The differences between Colorado's and Oklahoma's statutes are significant. Most importantly, unlike the Colorado statute, Oklahoma specifically requires a " lienable claim." Okla. Stat. tit. 42, § 153 (1989) (emphasis added). Colorado's statute does not require a "lien claim," only a "lien" (against property) or a "claim" (against a principle). See § 38-22-127(1). Second, as the Tefertiller court noted, the Oklahoma statute specifically references lien claims and procedures; the Colorado Trust Fund Statute does not. Tefertiller, 772 P.2d at 398-99; § 38-22-127, C.R.S. (2006). Finally, Oklahoma used limiting language by qualifying the word "lien" in two ways: a trust fund claimant must have a lien that is lienable and it must be a claim.

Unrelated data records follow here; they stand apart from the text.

PR #884, opened 2025-07-23
DISCUSSION: user impersonation / bearer token authorization

justin2004:
if you have multiple users with varying access to the underlying data stores (trino, postgres, etc.) it can be necessary to allow ontop to impersonate each user running queries.

currently in a properties file if you do something like:
```
jdbc:trino://sometrino.server:8443/some-catalog/some-schema?SSL=true&accessToken=BEARER_TOKEN_HERE
```

it allows ontop to initialize BUT then ontop can't impersonate the user that runs the SPARQL query.

this PR allows you to set your properties like like the example but then if a query to ontop arrives with an HTTP `Authorization: bearer BEARER_TOKEN_HERE` header then it will remove the `accessToken` from the JDBC URL and it will append the `Authorization` header to the outgoing SQL query (thereby allowing ontop to run SQL as user X).

this approach is specific to trino with OAUTH authentication so i don't expect it to be merged as is but perhaps it could lead to a more general user impersonation solution.

### DIFF
--- a/client/endpoint-core/src/main/java/it/unibz/inf/ontop/endpoint/processor/AuthorizationContext.java
+++ b/client/endpoint-core/src/main/java/it/unibz/inf/ontop/endpoint/processor/AuthorizationContext.java
@@ -1,0 +1,52 @@
+package it.unibz.inf.ontop.endpoint.processor;
+
+import org.slf4j.Logger;
+import org.slf4j.LoggerFactory;
+
+/**
+ * Thread-local context to track whether the current request has an Authorization header.
+ * This is used to coordinate JDBC URL modification between the SPARQL query processor
+ * and the JDBC connection creation layer.
+ */
+public class AuthorizationContext {
+    
+    private static final Logger logger = LoggerFactory.getLogger(AuthorizationContext.class);
+    
+    private static final ThreadLocal<String> AUTHORIZATION_TOKEN = new ThreadLocal<>();
+    
+    /**
+     * Sets the Authorization header value for the current request.
+     */
+    public static void setAuthorizationHeader(String authHeader) {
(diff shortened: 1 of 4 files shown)


bcogrel:
Hi @justin2004, thank you for opening this discussion on user impersonation with a concrete implementation. It is indeed an important topic and currently Ontop is missing the right abstractions to handle it.

Your PR handles the particular case of using the [JWT authentication](https://trino.io/docs/current/security/jwt.html) of Trino, where the JWT token is directly passed to Ontop as a bearer token in the HTTP Authorization header and Ontop directly passes it to Trino without doing any authentication on its side. So here the user query the Ontop SPARQL endpoint with the credentials for another service, Trino.

I foresee that a general solution for user impersonation should also support:
   - Having a middleware/API platform above the Ontop endpoints (that's what we do at Ontopic)
   - Letting Ontop be aware of the user identity to apply access control and/or adapt the SQL query according to the corresponding permissions (see https://github.com/ontop/ontop/pull/753)
   - Exchanging OAuth 2 tokens as the audiences of the Ontop service and the database may be different
   - Reuse JDBC connections for a given user
   - Passing the token to the data source according to its DB-specific conventions (no standard here)

Interestingly, this capability is about to arrive in the Postgres world, with [PG 18](https://www.postgresql.org/docs/18/auth-oauth.html). It is common with Databricks and Snowflake.

I think the `QueryContext` object should be used and extended to carry the token around with the query.

An alternative architecture would be to use Ontop as a query reformulation service and then have the client send the generated SQL query directly to Trino, if the latter is directly reachable by the client. However, at the moment, the generated SQL query doesn't perfectly match the SPARQL query as an extra post-processing step is needed. We are planning to add this capability next year.

giovannidegani:
How about adding support to that to the databricks connector ?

By contrast, Colorado uses broadening language: a trust fund claimant can have a lien "or may have a lien." § 38-22-127(1) (emphasis added). Colorado broadens the category of qualified trust fund claimants even further by also allowing those with claims. Id. These differences in plain language outweigh any similarity that both trust fund statutes have by their placement within the general lien laws.
Further, as the subsequent history of that case reveals, federal Oklahoma bankruptcy courts have limited Tefertiller in the bankruptcy context to hold that the fiduciary duty of a trustee-contractor is not eliminated by the failure of the beneficiary-subcontractor to perfect a lien. See In re Manley, 135 B.R. 137, 141 (Bankr.N.D.Okla.1992) (citing In Re Turner, 134 B.R. 646, 656-57 (Bankr.N.D.Okla.1991)) (noting that "[w]hether the liens ultimately proved enforceable or not is beside the point: trust funds were still received, they were still misapplied, and such misapplication still caused damage").
The Oklahoma bankruptcy courts have separated a contractor's fiduciary duty from a subcontractor's lien claim. The court in In re Turner held that even when a lien creditor fails to perfect a lien, the contractor-trustee may not breach his own fiduciary duty to hold trust funds so that no liens need be created at all. 134 B.R. at 656-57. The Turner court noted that a trustee's duty exists from the moment the contractor receives funds. Id. Thus, the court concluded, if the creditor's lien claims fail, pursuit of a lien remedy need not take away the creditor's alternative trust fund remedy. Id.; see Tefertiller, 772 P.2d at 398-99 (noting a statutory provision that specifically allows for trust fund claims to be pursued separately from lien claims). Thus, in a bankruptcy context, the Oklahoma statute permits claims against the trust fund even though a lien was not perfected.
III. Conclusion
Because the plain language of the Trust Fund Statute and we are unwilling to import such a requirement, we answer the Tenth Circuit's question in the negative: a trust fund claimant is not required to have a properly perfected lien, or still be able to perfect a lien to seek access to money held in trust under section 38-22-127.
Justice RICE dissents, and Justice COATS and Justice EID join in the dissent.